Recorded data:
━━━━━━━━━━━━━━━━━━━━━━━━━━━━━━

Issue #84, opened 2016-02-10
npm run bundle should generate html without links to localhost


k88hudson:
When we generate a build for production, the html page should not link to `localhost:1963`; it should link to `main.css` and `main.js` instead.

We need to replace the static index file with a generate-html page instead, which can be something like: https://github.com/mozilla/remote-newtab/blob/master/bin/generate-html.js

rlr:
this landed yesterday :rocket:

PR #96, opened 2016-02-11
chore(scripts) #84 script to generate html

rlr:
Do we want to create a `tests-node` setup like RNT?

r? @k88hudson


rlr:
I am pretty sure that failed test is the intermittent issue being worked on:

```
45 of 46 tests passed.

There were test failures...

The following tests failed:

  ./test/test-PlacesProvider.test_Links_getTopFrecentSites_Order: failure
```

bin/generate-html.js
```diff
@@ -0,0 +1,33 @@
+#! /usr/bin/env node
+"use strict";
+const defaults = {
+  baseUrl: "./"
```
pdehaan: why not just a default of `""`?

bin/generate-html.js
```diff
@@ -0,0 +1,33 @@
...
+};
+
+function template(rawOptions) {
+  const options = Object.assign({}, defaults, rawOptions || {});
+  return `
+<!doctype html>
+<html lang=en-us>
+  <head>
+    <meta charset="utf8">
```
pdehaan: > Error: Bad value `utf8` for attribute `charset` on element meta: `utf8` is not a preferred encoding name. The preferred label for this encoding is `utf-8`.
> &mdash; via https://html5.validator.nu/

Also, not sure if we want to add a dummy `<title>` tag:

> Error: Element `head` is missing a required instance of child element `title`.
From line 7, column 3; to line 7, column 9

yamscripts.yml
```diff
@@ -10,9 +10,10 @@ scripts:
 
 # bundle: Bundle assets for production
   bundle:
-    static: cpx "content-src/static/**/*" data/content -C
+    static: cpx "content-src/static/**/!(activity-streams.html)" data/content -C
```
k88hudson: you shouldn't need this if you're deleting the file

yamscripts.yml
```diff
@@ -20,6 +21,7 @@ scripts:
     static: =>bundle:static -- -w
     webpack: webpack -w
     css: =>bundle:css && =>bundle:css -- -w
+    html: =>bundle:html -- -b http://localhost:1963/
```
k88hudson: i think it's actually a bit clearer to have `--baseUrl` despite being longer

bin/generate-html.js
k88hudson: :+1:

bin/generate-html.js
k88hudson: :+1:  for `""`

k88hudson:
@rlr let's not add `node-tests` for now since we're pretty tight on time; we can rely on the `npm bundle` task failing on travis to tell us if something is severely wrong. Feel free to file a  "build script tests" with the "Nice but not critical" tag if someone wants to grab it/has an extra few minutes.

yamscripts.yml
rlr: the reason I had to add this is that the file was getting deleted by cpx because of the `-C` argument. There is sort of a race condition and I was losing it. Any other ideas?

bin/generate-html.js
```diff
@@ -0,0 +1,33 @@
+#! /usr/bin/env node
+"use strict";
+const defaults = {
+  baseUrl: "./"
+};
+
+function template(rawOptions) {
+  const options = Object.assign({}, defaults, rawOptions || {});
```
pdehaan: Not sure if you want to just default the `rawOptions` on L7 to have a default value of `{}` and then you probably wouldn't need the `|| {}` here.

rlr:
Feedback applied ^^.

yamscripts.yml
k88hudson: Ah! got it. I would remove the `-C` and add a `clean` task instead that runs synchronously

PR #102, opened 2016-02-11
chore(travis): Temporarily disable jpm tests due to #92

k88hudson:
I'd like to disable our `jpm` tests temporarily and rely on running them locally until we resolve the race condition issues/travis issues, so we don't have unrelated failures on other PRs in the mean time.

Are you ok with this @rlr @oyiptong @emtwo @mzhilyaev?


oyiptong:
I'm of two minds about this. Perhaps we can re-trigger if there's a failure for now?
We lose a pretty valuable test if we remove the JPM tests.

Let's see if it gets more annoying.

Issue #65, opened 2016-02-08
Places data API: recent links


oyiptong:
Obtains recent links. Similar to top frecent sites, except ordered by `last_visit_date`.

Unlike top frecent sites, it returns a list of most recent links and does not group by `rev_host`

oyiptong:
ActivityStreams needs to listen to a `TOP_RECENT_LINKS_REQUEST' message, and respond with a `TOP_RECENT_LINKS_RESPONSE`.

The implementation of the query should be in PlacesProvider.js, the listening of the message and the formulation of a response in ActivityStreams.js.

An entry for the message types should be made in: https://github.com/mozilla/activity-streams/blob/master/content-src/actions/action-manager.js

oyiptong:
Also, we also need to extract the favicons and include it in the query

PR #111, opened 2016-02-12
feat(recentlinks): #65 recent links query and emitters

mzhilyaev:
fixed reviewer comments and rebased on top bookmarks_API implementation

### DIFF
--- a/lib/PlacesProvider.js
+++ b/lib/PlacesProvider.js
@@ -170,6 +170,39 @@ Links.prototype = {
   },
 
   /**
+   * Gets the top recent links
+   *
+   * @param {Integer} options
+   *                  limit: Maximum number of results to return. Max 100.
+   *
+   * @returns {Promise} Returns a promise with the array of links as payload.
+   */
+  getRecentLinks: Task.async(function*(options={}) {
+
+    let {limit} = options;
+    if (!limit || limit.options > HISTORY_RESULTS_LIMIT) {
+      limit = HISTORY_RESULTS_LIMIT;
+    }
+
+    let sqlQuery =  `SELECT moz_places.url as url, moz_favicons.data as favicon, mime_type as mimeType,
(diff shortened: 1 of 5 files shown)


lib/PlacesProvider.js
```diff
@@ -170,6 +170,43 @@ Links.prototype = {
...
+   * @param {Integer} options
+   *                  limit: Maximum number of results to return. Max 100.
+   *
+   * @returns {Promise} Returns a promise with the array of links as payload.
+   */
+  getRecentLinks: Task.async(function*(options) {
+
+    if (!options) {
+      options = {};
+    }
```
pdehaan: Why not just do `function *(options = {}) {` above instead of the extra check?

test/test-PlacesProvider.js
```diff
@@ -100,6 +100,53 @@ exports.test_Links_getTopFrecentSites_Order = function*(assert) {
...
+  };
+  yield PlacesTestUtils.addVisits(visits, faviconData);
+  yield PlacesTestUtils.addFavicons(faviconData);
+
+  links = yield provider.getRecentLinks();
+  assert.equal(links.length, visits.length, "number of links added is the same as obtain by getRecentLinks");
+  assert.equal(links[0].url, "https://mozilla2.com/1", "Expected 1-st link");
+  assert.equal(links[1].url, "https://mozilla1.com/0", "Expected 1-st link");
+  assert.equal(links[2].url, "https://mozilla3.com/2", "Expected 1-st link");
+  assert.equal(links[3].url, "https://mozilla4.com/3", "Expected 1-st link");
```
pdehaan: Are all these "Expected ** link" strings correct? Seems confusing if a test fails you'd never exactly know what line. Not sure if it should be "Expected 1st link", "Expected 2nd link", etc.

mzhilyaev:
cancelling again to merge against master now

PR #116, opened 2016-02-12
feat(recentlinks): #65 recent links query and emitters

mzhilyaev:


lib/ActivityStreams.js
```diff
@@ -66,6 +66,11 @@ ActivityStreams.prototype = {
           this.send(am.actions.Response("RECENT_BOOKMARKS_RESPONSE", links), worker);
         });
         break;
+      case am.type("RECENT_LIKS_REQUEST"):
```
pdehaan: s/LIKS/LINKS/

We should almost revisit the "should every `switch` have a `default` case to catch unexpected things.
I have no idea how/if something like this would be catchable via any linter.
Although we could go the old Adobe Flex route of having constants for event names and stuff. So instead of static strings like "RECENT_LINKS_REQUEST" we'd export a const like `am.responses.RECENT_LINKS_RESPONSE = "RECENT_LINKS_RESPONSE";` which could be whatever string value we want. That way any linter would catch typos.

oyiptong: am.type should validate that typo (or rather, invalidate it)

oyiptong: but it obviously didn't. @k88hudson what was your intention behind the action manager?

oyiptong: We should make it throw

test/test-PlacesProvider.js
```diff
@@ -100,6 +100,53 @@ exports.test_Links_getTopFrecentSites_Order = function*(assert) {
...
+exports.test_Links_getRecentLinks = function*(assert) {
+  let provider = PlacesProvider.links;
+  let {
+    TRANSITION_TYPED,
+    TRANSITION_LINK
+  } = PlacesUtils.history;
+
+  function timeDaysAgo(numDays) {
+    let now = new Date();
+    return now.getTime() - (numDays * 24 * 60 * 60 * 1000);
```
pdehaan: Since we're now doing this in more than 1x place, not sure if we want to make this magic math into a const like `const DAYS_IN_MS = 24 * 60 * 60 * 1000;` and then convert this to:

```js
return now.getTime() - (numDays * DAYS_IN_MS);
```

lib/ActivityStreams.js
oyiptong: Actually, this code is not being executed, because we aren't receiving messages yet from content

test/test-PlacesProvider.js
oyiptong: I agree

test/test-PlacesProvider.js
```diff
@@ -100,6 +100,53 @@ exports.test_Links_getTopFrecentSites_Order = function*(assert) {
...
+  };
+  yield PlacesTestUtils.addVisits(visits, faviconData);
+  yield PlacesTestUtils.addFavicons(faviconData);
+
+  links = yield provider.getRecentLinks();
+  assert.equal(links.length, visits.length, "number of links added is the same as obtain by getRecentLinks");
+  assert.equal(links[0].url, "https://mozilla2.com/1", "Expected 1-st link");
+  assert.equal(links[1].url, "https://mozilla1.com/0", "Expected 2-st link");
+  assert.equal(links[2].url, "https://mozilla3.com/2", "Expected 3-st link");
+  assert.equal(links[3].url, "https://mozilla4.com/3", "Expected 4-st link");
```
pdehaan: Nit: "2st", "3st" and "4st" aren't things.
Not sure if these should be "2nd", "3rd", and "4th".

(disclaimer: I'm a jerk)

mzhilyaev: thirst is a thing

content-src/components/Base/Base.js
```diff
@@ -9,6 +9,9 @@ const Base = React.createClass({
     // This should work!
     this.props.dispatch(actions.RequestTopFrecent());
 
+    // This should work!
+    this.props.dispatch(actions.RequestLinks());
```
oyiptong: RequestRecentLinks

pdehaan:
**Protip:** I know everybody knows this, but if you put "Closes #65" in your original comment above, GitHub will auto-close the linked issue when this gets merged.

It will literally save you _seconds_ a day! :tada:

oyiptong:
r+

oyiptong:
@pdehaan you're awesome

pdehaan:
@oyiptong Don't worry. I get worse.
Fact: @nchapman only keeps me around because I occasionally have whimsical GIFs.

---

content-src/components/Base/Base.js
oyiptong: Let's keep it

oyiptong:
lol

━━━━━━━━━━━━━━━━━━━━━━━━━━━━━━

WHAT IS EXPECTED
Beginning at the first line above, repeat exactly until the line containing "is missing a", which is included.

SOLUTION FOR THIS TASK
Issue #84, opened 2016-02-10
npm run bundle should generate html without links to localhost


k88hudson:
When we generate a build for production, the html page should not link to `localhost:1963`; it should link to `main.css` and `main.js` instead.

We need to replace the static index file with a generate-html page instead, which can be something like: https://github.com/mozilla/remote-newtab/blob/master/bin/generate-html.js

rlr:
this landed yesterday :rocket:

PR #96, opened 2016-02-11
chore(scripts) #84 script to generate html

rlr:
Do we want to create a `tests-node` setup like RNT?

r? @k88hudson


rlr:
I am pretty sure that failed test is the intermittent issue being worked on:

```
45 of 46 tests passed.

There were test failures...

The following tests failed:

  ./test/test-PlacesProvider.test_Links_getTopFrecentSites_Order: failure
```

bin/generate-html.js
```diff
@@ -0,0 +1,33 @@
+#! /usr/bin/env node
+"use strict";
+const defaults = {
+  baseUrl: "./"
```
pdehaan: why not just a default of `""`?

bin/generate-html.js
```diff
@@ -0,0 +1,33 @@
...
+};
+
+function template(rawOptions) {
+  const options = Object.assign({}, defaults, rawOptions || {});
+  return `
+<!doctype html>
+<html lang=en-us>
+  <head>
+    <meta charset="utf8">
```
pdehaan: > Error: Bad value `utf8` for attribute `charset` on element meta: `utf8` is not a preferred encoding name. The preferred label for this encoding is `utf-8`.
> &mdash; via https://html5.validator.nu/

Also, not sure if we want to add a dummy `<title>` tag:

> Error: Element `head` is missing a required instance of child element `title`.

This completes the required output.